Gabriel Garcîa Mârquez, bizleri bu hikayesiyle tam aşkın ortasındayken terk edilmiş bir adamın umudunu kaybetmeden gençliğinden yaşlılığına denk süren bekleyişini anlatıyor. Aşk acılarının esintilerini, aşkın mantıklı mantıksız hareketlerini, affetmeyi, ihaneti, tensel romantik ilişkileri, olaylar arasındaki bağlantıları güzel bir şekilde harmanlayarak akıllardan kolay silinmeyecek bir hale getiren Mârquez’in bu romanını okumanız dileğiyle… (A.Topcu)

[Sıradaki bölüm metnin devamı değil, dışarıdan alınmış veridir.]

PR #495, opened 2022-07-10
Fix ignore behavior for --stdin-filepath

MunifTanjim:
## Current Behavior

When the `.styluaignore` file contains:

```ignore
**/ignored_*
```

And `stylua` is run like this:

```sh
cat /home/user/lua-project/ignored_file.lua | stylua --search-parent-directories --stdin-filepath /home/user/lua-project/ignored_file.lua -
```

StyLua still formats the code.

## Expected Behavior

When `--stdin-filepath` is provided, it should respect the `.styluaignore` rules even if the code is read from stdin.

For reference, [Prettier](https://prettier.io) respects the ignore file when [`--stdin-filepath`](https://prettier.io/docs/en/options.html#file-path) is provided.

## Usecase

Editor plugins depend on this behavior. For example, [`null-ls.vim`](https://github.com/jose-elias-alvarez/null-ls.nvim) is broken for `stylua` because of this bug... even if a file is ignored in `.styluaignore`, the file is unexpectedly formatted on save.


src/cli/main.rs
```diff
@@ -341,12 +356,28 @@ fn format(opt: opt::Opt) -> Result<i32> {
...
+                        Some(filepath) => {
+                            let ignore = get_ignore(filepath.parent().unwrap()).unwrap();
+                            match ignore.matched(&filepath, false) {
+                                ignore::Match::Ignore(_) => true,
+                                _ => false,
+                            }
+                        }
+                        None => false,
+                    };
+
```
JohnnyMorganz, line 369: Instead of computing this and still calling `format_string`, could we potentially just exit early here?
```suggestion
                    match &opt.stdin_filepath {
                        Some(filepath) => {
                            let ignore = get_ignore(filepath.parent().unwrap()).unwrap();
                            match ignore.matched(&filepath, false) {
                                ignore::Match::Ignore(_) => continue,
                                _ => (),
                            }
                        }
                        None => (),
                    };
```

And then the changes to `format_string` are no longer necessary as well

JohnnyMorganz: If its changed to this, you could probably also rewrite it as an `if let` statement

src/cli/main.rs
```diff
@@ -341,12 +356,28 @@ fn format(opt: opt::Opt) -> Result<i32> {
                     let tx = tx.clone();
                     let opt = opt.clone();
 
+                    let should_skip_format = match &opt.stdin_filepath {
+                        Some(filepath) => {
+                            let ignore = get_ignore(filepath.parent().unwrap()).unwrap();
```
JohnnyMorganz, line 361: Is it possible for this to ever fail when unwrapping here?
If you know that it shouldn't ever fail unless something is very wrong, then could you use `.expect()` with some sort of error message?

That should only happen if the error here is fatal though, and we want to panic and exit.
If its possible for this to sometimes fail, we should instead handle the error appropriately to allow stylua to continue working with the rest of the files.

Same comment on the other calls to `.unwrap()`

src/cli/main.rs
```diff
@@ -198,6 +204,15 @@ fn format_string(
     }
 }
 
+fn get_ignore(directory: &Path) -> Result<Gitignore> {
+    let file_path = find_ignore_file_path(directory.to_path_buf(), true).unwrap();
+    if let Some(file_path) = file_path {
+        Ok(Gitignore::new(file_path).0)
```
JohnnyMorganz, line 210: The second return to Gitignore::new is typically an error. Instead of ignoring we should surface it up to the user appropriately

src/cli/config.rs
```diff
@@ -48,6 +48,18 @@ fn find_config_file(mut directory: PathBuf, recursive: bool) -> Result<Option<Co
     }
 }
 
+pub fn find_ignore_file_path(mut directory: PathBuf, recursive: bool) -> Result<Option<PathBuf>> {
```
JohnnyMorganz, line 51: Doesn't look like this function can ever error, so it can probably just return `Option<PathBuf>` and remove the errors

src/cli/main.rs
```diff
@@ -198,6 +204,15 @@ fn format_string(
     }
 }
 
+fn get_ignore(directory: &Path) -> Result<Gitignore> {
+    let file_path = find_ignore_file_path(directory.to_path_buf(), true).unwrap();
```
JohnnyMorganz, line 208: Should we always search recursively here? Or only when `--search-parent-directories` is specified?

JohnnyMorganz (changes requested):
Thank you for this! And sorry for the delay in reviewing, I seem to have missed the notification about your PR.

src/cli/main.rs
MunifTanjim: What is the standard pattern for surfacing? Log it to stderr? Panic?

src/cli/main.rs
MunifTanjim: > Instead of computing this and still calling format_string, could we potentially just exit early here?

Format string is doing some other things, e.g. diffing, wrapping with `FormatResult::*`, converting to bytes etc.

Is it okay to bypass all that?

src/cli/main.rs
MunifTanjim: Addressed.

src/cli/config.rs
MunifTanjim: Addressed.

src/cli/main.rs
MunifTanjim: Yep, these calls shouldn't really fail. Addressed.

src/cli/main.rs
JohnnyMorganz: We use anyhow for our errors, which allows us to propagate it upwards and report it properly.

I think gitignore returns a `Vec<Error>` which might need slightly tweaking. You can then `return Err(...)` with the useful info

Check out some other errors, we typically stick `.context` or `.with_context` on the error to provide better info contextual info.

This might be useful: https://docs.rs/anyhow/latest/anyhow/

src/cli/main.rs
JohnnyMorganz: Ah, good point. Not sure what is better to do here, so it's fine to leave it for now, thanks

src/cli/main.rs
JohnnyMorganz: Nevermind, it's an Option<Error>, which is slightly nicer.

You should just be able to check if error exists and then `return Err(error)`. Potentially with some extra context

MunifTanjim: Another question. The errors return from `Gitignore::new` are actually partial errors. Say there's one invalid line in the ignore file, that error will be returned as the second parameter. Should we abort the whole operation because of that partial error? Or just keep going?

JohnnyMorganz: Personally I think it's better to just abort completely, because even if there is a partial error that error could be important for the particular file we are formatting

MunifTanjim: Updated. It will now abort the process with `("failed to parse ignore file: {:#}", err`) if error is returned from `Gitignore::new`.

src/cli/main.rs
```diff
@@ -341,12 +361,31 @@ fn format(opt: opt::Opt) -> Result<i32> {
                     let tx = tx.clone();
                     let opt = opt.clone();
 
+                    let should_skip_format = match &opt.stdin_filepath {
+                        Some(filepath) => {
+                            let ignore = get_ignore(
+                                filepath.parent().expect("cannot get parent directory"),
+                                opt.search_parent_directories,
+                            );
```
JohnnyMorganz, line 369: I haven't tested this, but could `.context("failed to parse ignore file")?` work here?

MunifTanjim: Yep, just tested. That works too. Updated.

src/cli/main.rs
```diff
@@ -341,12 +364,35 @@ fn format(opt: opt::Opt) -> Result<i32> {
                     let tx = tx.clone();
                     let opt = opt.clone();
 
+                    let should_skip_format = match &opt.stdin_filepath {
+                        Some(filepath) => {
+                            let ignore = get_ignore(
+                                filepath.parent().expect("cannot get parent directory"),
+                                opt.search_parent_directories,
+                            )
+                            .context("failed to parse ignore file");
```
JohnnyMorganz, line 373: Sorry, the `?` was meant to be part of it
```suggestion
                            .context("failed to parse ignore file")?;
```

And then you won't need to match on the result

Not sure if this works though

MunifTanjim: Yep, it works and simplifies things 🎉

JohnnyMorganz (approved):
Thanks!

PR #501, opened 2022-07-20
Fix clippy warnings

JohnnyMorganz:


matthargett (approved):
needs rustfmt, then looks good:
```
 --> src/formatters/functions.rs:878:13
    |
878 |             (),
    |             ^^ expected enum `std::option::Option`, found `()`
    |
    = note:   expected enum `std::option::Option<full_moon::ast::types::TypeSpecifier>`
            found unit type `()`
```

Kolera Günlerinde Aşk muhteşem başlayıp gittikçe rahatsız edici bir hale bürünen bir kitaptı. Kitabın içeriğindeki bazı olayları tarafsız bir gözle okumak mümkün olmadı. Bir çocukla olan ilişkiyi betimlerken "okul eteği", "tek saç örgüsü", hatta "beşik kokusu" gibi kelimelerin kullanılması beni çok rahatsız etti. Fermina Daza çok gerçek bir karakterdi fikrimce. Gençlik heyecanları, kararları, pişmanlıkları, iyilikleri ve kötülükleri, hepsi hiçbir filtreden geçirilmeden okuyucuya aktarılmıştı. Fermina Daza'yı sevdim mi? Sevmedim. Ne kadar farklı bir kadın olduğu kitapta birden fazla kere yinelense de gerçek hayattaki tüm hırslı kadınlar biraz da olsa Fermina Daza gibidir. Florentino Ariza ise masumluğun yitirilmesinin tüm evrelerini okuyucuya hissettirmeyi başarıyor. Çocuk yaşta başlayan ve zamanla saplantıya dönüşen aşkını ve bunun sonucunda hayatına giren sayısız kadını sayfalarca okuduk. Kitabın ortalarında bir noktada bu gelip geçici aşkları okumaktan artık gına geldi. Ama kitap ana hikayeye bağlandıkça beni tekrar içine çekmeyi başardı. İyi bir delikanlının ömrünün son baharında artık hizmetçisine saldırıp hamile bırakan ve masum bir gence iftira atan korkunç bir adama dönüşmesini okumak gerçekten dehşete düşürdü beni. Hem pedofil hem de istismarcı bir adamı anlatırken bu adamın ne kadar nazik ruhlu bir adam olduğunu söylemek ne kadar da gerçeklikten uzak aslında. Bu kitabı okuyup da Florentino Ariza'nın America Vicuna'yla olan ilişkisini anlatırken "anne için şu kıyafet, ayıcık için bu kıyafet" satırlarını okuyup da çok büyük bir rahatsızlık hissetmeyen kimse yoktur sanırım. Florentino Ariza ve güvercinli kadının ilişkisinin sona erme şekli benim için çok vurucu oldu. Kadının sonu ve Florentino Ariza'nın sadece ya kocası beni öğrenirse diye düşünmesi ne kadar bencil bir insana dönüştüğünün en açık kanıtı oldu. Bu bir aşk değil, bir saplantıydı. Bir adamın yavaş yavaş tüm dünyaya kalbini kapatmasını ve yolun çıkışında gördüğü ışığa tam 51 yıl boyunca yürümesine şahit oldum. Bu ışığa ulaşmak uğruna onca ışığın söndürülmesini ise sadece ziyan olarak adlandırabilirim. Marquez bence dünyadaki en özel yazarlardan birisi ve edebi olarak muazzam eserler bıraktı bizlere. Sadece bu eserlerin anlattıklarını okumak bana ağır geliyor. Yazıldığı döneme göre değerlendirmek gerekir diye düşünsem de bazı hassas konuları okumak benim bünyemi çok zorluyor. Ne de olsa çocuk tüm zamanlarda çocuk olmayı sürdürüyor. (Selen)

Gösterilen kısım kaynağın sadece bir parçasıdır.